Top of EXTRACTED RECORDS

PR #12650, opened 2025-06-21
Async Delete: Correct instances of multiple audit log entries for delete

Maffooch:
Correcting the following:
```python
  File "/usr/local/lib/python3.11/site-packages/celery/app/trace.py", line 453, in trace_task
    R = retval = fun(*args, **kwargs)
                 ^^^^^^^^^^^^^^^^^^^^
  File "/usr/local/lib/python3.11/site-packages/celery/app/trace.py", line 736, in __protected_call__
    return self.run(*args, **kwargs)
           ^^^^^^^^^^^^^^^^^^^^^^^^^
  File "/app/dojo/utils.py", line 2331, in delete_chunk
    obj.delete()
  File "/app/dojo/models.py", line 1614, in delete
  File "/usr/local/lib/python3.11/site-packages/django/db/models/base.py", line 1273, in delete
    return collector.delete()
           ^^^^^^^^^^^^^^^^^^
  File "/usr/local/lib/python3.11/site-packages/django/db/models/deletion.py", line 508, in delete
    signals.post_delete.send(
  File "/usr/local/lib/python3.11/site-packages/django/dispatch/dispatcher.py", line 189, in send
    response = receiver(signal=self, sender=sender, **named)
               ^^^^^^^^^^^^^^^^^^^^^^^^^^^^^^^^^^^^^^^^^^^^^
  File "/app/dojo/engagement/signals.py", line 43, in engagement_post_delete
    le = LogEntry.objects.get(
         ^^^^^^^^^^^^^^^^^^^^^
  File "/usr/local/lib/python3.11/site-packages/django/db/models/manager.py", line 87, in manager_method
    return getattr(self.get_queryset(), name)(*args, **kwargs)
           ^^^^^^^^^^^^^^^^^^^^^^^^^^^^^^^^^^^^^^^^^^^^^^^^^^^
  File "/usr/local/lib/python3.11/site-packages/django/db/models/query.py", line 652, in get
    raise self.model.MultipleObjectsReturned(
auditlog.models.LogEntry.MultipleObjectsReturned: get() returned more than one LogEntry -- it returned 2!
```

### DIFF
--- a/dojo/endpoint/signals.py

Bottom of EXTRACTED RECORDS

### TASK GOAL
Write out all the entries exactly.

### WRITTEN SOLUTION
PR #12650, opened 2025-06-21
Async Delete: Correct instances of multiple audit log entries for delete

Maffooch:
Correcting the following:
```python
  File "/usr/local/lib/python3.11/site-packages/celery/app/trace.py", line 453, in trace_task
    R = retval = fun(*args, **kwargs)
                 ^^^^^^^^^^^^^^^^^^^^
  File "/usr/local/lib/python3.11/site-packages/celery/app/trace.py", line 736, in __protected_call__
    return self.run(*args, **kwargs)
           ^^^^^^^^^^^^^^^^^^^^^^^^^
  File "/app/dojo/utils.py", line 2331, in delete_chunk
    obj.delete()
  File "/app/dojo/models.py", line 1614, in delete
  File "/usr/local/lib/python3.11/site-packages/django/db/models/base.py", line 1273, in delete
    return collector.delete()
           ^^^^^^^^^^^^^^^^^^
  File "/usr/local/lib/python3.11/site-packages/django/db/models/deletion.py", line 508, in delete
    signals.post_delete.send(
  File "/usr/local/lib/python3.11/site-packages/django/dispatch/dispatcher.py", line 189, in send
    response = receiver(signal=self, sender=sender, **named)
               ^^^^^^^^^^^^^^^^^^^^^^^^^^^^^^^^^^^^^^^^^^^^^
  File "/app/dojo/engagement/signals.py", line 43, in engagement_post_delete
    le = LogEntry.objects.get(
         ^^^^^^^^^^^^^^^^^^^^^
  File "/usr/local/lib/python3.11/site-packages/django/db/models/manager.py", line 87, in manager_method
    return getattr(self.get_queryset(), name)(*args, **kwargs)
           ^^^^^^^^^^^^^^^^^^^^^^^^^^^^^^^^^^^^^^^^^^^^^^^^^^^
  File "/usr/local/lib/python3.11/site-packages/django/db/models/query.py", line 652, in get
    raise self.model.MultipleObjectsReturned(
auditlog.models.LogEntry.MultipleObjectsReturned: get() returned more than one LogEntry -- it returned 2!
```

### DIFF
--- a/dojo/endpoint/signals.py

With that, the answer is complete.